Dataset excerpts:
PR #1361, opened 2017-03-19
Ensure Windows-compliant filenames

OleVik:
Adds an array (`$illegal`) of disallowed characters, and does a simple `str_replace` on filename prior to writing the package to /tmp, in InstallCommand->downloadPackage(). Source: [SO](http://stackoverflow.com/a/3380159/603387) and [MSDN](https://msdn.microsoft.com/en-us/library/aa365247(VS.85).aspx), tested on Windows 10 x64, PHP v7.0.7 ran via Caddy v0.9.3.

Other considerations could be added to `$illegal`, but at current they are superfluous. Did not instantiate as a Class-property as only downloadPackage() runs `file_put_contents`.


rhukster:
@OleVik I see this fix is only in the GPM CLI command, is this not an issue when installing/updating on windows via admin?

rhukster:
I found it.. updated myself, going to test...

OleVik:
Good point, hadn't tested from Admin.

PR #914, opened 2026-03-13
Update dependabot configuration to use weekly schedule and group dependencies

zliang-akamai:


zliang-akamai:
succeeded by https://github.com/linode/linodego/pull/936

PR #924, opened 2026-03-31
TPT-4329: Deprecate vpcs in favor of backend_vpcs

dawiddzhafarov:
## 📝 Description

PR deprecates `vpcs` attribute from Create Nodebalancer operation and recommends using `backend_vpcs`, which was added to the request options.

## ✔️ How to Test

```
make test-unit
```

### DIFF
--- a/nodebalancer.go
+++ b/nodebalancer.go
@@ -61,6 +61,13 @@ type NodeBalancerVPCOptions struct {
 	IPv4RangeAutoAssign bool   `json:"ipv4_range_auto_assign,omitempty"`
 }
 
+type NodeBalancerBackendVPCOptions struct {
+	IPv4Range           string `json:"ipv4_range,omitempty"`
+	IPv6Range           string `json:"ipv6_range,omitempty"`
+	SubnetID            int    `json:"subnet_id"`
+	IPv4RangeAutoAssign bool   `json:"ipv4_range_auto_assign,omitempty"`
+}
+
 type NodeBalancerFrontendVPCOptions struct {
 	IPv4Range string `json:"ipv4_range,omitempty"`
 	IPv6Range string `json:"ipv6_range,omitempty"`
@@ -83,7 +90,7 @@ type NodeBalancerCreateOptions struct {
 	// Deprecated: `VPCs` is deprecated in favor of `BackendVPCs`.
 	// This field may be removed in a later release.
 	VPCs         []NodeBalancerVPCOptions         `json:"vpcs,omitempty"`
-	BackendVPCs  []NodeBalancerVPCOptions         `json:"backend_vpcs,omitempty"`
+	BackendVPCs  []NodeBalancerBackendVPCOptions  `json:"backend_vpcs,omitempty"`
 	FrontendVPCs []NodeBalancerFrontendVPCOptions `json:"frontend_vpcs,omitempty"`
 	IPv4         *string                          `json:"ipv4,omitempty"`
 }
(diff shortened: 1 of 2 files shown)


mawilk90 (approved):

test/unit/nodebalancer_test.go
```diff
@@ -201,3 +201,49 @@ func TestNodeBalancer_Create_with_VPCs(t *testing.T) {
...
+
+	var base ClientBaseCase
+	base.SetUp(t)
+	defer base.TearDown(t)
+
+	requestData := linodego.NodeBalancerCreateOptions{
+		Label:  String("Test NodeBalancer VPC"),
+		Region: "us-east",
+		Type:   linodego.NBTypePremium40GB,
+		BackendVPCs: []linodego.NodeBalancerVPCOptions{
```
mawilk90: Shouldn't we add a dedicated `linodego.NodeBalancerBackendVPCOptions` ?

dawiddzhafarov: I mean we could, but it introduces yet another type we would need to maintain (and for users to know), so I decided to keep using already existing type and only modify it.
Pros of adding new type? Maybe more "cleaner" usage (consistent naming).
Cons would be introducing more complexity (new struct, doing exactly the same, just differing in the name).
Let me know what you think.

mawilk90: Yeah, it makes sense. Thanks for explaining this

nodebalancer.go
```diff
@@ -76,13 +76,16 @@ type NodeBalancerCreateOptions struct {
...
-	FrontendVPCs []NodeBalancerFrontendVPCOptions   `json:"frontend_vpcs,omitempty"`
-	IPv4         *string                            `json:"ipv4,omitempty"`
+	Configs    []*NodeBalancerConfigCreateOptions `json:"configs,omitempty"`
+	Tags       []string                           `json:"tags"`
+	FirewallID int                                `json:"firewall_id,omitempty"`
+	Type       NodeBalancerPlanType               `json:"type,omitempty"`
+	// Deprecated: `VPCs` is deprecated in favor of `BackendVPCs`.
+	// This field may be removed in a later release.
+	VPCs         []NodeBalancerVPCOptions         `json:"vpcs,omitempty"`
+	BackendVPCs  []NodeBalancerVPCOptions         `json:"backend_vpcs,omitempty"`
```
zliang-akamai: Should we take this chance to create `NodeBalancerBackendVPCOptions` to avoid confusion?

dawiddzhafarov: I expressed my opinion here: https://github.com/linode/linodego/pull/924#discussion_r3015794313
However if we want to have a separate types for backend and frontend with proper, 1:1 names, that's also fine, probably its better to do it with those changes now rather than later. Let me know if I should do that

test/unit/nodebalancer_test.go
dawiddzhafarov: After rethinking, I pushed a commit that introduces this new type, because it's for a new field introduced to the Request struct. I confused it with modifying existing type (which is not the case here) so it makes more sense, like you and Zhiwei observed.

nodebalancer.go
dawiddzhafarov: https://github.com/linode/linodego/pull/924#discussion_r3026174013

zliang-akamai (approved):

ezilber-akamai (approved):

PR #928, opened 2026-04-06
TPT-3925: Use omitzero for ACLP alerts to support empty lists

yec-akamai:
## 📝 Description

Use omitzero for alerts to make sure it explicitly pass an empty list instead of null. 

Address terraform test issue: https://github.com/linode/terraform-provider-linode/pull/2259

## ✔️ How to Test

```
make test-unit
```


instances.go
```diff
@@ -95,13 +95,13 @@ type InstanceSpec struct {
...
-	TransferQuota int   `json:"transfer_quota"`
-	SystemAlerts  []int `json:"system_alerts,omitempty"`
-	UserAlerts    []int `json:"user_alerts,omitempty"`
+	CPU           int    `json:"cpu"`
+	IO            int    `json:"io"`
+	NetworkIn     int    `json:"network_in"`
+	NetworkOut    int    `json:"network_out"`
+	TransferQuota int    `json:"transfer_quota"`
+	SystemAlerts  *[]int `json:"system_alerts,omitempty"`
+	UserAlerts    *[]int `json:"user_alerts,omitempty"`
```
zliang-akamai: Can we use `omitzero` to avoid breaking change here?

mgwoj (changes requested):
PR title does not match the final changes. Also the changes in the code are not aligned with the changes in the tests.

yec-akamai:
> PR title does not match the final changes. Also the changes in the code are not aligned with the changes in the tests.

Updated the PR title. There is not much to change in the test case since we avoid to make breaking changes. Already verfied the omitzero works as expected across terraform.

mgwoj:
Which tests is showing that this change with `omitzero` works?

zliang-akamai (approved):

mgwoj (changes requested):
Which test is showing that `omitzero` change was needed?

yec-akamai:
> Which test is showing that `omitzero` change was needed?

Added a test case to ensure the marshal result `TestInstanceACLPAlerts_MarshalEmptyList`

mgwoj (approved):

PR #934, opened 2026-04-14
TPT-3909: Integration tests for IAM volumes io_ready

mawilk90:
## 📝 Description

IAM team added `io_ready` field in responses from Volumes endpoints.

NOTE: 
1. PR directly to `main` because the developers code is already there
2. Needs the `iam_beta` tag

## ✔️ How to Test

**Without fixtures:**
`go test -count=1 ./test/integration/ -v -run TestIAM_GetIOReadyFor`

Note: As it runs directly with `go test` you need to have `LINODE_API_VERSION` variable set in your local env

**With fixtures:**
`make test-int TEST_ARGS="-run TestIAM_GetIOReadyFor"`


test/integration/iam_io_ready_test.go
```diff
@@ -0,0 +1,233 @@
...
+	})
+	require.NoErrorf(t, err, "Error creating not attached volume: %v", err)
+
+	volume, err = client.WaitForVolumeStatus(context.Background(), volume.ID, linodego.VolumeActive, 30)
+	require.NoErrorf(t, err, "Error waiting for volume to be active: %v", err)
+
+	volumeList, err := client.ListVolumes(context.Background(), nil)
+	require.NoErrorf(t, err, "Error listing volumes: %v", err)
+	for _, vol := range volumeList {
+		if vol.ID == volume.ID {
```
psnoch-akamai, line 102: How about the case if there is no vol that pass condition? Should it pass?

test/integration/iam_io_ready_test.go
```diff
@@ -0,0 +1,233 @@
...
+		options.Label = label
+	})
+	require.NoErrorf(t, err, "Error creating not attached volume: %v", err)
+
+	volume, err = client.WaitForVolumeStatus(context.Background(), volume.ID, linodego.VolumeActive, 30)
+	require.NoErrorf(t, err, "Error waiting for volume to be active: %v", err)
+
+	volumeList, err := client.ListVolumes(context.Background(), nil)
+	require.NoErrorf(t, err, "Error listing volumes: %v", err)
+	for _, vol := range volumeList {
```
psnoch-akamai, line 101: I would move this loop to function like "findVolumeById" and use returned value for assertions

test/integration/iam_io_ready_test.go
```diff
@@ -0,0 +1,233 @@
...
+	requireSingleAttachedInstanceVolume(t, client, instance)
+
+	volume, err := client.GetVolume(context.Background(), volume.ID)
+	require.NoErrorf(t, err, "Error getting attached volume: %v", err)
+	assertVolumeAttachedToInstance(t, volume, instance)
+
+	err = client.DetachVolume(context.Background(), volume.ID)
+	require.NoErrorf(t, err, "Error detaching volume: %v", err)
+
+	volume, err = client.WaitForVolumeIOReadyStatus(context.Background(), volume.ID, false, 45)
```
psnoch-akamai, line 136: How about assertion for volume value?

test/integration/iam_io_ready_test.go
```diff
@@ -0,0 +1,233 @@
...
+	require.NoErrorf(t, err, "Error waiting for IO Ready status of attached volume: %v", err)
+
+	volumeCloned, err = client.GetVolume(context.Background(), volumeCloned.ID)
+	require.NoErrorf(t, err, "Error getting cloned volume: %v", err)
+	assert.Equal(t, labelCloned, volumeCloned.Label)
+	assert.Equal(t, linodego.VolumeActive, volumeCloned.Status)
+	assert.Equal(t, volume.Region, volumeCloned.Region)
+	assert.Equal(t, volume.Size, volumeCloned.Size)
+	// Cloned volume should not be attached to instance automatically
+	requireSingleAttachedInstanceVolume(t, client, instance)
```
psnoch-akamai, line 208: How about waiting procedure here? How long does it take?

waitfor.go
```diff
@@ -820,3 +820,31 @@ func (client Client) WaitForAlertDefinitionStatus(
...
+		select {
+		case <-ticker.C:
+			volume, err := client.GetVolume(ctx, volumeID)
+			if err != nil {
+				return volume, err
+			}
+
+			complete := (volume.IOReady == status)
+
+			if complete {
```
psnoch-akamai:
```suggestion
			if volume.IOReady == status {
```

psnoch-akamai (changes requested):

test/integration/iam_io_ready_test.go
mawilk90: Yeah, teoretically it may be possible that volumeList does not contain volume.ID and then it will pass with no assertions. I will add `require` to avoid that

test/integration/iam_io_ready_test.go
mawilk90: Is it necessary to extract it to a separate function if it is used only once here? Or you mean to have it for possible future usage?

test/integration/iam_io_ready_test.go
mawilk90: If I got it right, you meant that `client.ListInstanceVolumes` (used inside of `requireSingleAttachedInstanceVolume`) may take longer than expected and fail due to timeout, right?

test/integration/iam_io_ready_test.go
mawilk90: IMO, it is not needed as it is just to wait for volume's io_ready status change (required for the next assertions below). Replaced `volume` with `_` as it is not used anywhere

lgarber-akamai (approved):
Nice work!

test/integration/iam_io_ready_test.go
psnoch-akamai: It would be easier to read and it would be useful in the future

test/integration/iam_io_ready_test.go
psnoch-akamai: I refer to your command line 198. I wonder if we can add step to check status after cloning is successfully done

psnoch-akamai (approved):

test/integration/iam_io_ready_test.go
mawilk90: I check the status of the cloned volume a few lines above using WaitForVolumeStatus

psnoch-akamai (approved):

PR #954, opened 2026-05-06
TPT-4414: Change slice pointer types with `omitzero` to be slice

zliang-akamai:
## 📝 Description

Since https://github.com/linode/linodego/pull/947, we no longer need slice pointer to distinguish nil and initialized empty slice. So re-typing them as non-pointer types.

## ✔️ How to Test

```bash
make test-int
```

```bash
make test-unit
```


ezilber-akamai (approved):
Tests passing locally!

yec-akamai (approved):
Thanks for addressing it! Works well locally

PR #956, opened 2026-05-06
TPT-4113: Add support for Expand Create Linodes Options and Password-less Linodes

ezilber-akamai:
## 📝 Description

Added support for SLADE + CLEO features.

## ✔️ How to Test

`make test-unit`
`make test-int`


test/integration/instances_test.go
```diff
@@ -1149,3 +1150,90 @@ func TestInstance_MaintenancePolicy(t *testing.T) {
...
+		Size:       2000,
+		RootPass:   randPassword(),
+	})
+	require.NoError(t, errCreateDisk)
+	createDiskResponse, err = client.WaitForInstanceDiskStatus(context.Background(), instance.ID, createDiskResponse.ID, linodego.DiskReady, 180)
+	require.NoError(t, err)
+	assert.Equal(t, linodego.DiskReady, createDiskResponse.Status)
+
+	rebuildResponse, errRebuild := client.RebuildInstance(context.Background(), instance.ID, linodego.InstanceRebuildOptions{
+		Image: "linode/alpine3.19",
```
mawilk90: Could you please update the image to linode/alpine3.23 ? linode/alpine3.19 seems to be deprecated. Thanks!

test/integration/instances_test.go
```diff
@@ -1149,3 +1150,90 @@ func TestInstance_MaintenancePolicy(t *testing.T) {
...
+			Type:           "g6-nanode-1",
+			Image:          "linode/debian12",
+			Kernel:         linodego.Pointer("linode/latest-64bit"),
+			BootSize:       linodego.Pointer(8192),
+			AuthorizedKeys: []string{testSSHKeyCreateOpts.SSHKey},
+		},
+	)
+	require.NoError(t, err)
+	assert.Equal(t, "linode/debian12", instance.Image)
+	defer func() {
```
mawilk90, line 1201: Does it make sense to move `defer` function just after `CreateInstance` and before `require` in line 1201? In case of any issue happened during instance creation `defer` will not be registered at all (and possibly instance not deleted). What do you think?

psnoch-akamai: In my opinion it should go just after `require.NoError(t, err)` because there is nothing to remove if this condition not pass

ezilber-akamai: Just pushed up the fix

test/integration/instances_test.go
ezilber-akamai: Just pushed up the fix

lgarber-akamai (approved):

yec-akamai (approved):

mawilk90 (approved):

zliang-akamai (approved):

**About this task**
Please find every line in the records that contains the word "NoErrorf", and copy it out.

**Written solution**
+	require.NoErrorf(t, err, "Error creating not attached volume: %v", err)
+	require.NoErrorf(t, err, "Error waiting for volume to be active: %v", err)
+	require.NoErrorf(t, err, "Error listing volumes: %v", err)
+	require.NoErrorf(t, err, "Error creating not attached volume: %v", err)
+	require.NoErrorf(t, err, "Error waiting for volume to be active: %v", err)
+	require.NoErrorf(t, err, "Error listing volumes: %v", err)
+	require.NoErrorf(t, err, "Error getting attached volume: %v", err)
+	require.NoErrorf(t, err, "Error detaching volume: %v", err)
+	require.NoErrorf(t, err, "Error waiting for IO Ready status of attached volume: %v", err)
+	require.NoErrorf(t, err, "Error getting cloned volume: %v", err)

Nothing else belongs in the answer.